• _PROBLEM STATEMENT_
Scan the lines below for the word "leafs". Copy each line you find it in.

• _DATA TO USE_
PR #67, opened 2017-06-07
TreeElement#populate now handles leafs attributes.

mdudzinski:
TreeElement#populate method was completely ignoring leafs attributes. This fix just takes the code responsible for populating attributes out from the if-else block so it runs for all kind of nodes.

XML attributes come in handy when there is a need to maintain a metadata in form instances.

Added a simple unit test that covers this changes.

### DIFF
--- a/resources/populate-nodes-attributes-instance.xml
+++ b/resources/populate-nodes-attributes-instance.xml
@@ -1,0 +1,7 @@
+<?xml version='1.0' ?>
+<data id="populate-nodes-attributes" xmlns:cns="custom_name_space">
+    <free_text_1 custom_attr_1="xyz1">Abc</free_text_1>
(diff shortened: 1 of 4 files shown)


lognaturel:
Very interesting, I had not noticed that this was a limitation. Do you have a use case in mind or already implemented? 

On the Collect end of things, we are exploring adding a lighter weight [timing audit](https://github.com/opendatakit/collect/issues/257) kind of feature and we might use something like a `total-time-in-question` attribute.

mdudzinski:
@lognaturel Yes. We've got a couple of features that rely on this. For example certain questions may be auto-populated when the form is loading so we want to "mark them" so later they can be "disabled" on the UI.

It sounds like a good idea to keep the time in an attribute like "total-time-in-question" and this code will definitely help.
* * *
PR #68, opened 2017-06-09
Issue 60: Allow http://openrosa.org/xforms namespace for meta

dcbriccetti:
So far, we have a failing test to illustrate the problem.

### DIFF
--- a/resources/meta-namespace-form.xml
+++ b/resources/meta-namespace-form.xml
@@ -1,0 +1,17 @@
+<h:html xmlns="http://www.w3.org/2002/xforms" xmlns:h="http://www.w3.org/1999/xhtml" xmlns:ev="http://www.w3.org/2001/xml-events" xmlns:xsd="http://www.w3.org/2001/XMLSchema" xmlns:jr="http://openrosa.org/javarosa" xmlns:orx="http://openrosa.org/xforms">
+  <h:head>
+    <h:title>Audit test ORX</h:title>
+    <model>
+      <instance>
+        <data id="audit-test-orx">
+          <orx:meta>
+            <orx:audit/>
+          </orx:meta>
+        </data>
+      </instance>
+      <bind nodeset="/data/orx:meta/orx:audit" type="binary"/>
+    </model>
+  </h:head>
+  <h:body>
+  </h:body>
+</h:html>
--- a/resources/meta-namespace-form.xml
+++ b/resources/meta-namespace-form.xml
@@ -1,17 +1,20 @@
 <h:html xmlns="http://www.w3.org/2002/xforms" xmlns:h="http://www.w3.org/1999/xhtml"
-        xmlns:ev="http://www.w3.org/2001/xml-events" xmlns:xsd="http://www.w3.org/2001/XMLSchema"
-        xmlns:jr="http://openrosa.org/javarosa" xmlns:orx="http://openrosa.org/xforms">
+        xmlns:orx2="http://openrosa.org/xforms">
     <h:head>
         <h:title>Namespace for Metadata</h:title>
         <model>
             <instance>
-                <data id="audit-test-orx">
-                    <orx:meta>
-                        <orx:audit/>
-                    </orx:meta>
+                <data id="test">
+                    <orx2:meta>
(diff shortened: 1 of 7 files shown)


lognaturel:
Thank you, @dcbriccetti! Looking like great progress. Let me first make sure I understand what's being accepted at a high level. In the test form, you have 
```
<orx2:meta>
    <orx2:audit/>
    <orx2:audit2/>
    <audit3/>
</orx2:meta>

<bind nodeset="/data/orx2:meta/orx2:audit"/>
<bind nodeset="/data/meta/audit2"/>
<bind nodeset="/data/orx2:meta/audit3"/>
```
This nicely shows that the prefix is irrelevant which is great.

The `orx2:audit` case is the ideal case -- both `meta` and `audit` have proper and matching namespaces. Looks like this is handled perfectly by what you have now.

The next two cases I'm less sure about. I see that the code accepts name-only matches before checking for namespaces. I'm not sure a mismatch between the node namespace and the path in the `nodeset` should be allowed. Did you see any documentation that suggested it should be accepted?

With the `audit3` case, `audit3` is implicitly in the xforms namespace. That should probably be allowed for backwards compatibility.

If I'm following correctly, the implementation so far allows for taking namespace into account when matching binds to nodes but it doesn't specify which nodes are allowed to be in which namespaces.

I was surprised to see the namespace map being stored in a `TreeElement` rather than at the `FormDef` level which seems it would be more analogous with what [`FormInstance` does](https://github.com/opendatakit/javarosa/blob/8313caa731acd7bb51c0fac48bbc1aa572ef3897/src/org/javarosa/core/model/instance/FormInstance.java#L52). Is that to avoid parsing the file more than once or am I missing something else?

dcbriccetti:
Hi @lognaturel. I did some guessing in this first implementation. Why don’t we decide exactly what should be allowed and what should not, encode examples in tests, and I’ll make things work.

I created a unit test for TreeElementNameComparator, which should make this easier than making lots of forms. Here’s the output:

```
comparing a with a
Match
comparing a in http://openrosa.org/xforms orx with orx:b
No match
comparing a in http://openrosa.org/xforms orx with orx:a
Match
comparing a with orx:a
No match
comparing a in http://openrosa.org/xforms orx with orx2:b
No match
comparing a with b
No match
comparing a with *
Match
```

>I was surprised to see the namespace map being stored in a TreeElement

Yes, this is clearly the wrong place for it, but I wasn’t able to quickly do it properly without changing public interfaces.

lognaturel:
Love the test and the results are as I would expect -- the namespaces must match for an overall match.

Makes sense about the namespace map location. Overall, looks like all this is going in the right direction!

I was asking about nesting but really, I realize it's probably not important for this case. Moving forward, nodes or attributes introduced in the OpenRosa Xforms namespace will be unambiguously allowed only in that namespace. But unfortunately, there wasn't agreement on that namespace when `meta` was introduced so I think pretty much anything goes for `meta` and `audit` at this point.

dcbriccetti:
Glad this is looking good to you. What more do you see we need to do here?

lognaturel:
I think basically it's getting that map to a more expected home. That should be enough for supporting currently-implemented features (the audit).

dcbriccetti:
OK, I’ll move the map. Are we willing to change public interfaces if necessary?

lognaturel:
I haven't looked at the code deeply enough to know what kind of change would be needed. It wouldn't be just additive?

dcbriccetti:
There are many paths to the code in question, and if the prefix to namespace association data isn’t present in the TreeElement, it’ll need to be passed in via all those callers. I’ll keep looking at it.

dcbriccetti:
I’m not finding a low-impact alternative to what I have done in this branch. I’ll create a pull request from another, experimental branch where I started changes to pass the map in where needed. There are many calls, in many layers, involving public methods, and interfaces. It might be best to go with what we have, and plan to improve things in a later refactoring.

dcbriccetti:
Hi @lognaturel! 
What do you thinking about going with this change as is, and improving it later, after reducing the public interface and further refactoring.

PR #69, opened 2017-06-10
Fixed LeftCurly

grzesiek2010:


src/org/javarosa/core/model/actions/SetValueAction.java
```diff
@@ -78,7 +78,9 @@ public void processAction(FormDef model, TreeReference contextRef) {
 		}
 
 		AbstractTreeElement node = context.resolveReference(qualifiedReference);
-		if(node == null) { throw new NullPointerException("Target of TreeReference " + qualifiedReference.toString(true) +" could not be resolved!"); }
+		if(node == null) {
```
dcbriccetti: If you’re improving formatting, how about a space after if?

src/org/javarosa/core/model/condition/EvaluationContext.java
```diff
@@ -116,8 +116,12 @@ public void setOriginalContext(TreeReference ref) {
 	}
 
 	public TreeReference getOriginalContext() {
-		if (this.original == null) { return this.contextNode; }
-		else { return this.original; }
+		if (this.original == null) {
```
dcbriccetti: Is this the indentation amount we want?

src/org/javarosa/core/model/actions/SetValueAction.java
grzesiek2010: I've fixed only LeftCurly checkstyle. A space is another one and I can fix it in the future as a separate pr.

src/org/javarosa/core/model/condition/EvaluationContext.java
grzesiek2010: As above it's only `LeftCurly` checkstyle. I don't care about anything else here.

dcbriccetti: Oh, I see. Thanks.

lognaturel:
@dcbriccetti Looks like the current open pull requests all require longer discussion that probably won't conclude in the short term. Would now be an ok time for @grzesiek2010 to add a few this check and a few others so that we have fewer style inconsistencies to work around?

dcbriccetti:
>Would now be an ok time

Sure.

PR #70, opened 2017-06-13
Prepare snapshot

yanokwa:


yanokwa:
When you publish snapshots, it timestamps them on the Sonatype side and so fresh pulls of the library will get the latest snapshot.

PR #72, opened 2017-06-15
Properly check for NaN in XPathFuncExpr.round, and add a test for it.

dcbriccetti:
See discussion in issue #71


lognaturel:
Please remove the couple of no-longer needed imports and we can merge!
--
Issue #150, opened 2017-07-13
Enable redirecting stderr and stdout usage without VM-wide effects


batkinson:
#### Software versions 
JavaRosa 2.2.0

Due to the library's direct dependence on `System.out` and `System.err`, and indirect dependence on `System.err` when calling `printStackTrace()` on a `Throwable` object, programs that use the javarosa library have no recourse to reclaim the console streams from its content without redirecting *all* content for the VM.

• _WRITTEN RESPONSE_
TreeElement#populate now handles leafs attributes.
TreeElement#populate method was completely ignoring leafs attributes. This fix just takes the code responsible for populating attributes out from the if-else block so it runs for all kind of nodes.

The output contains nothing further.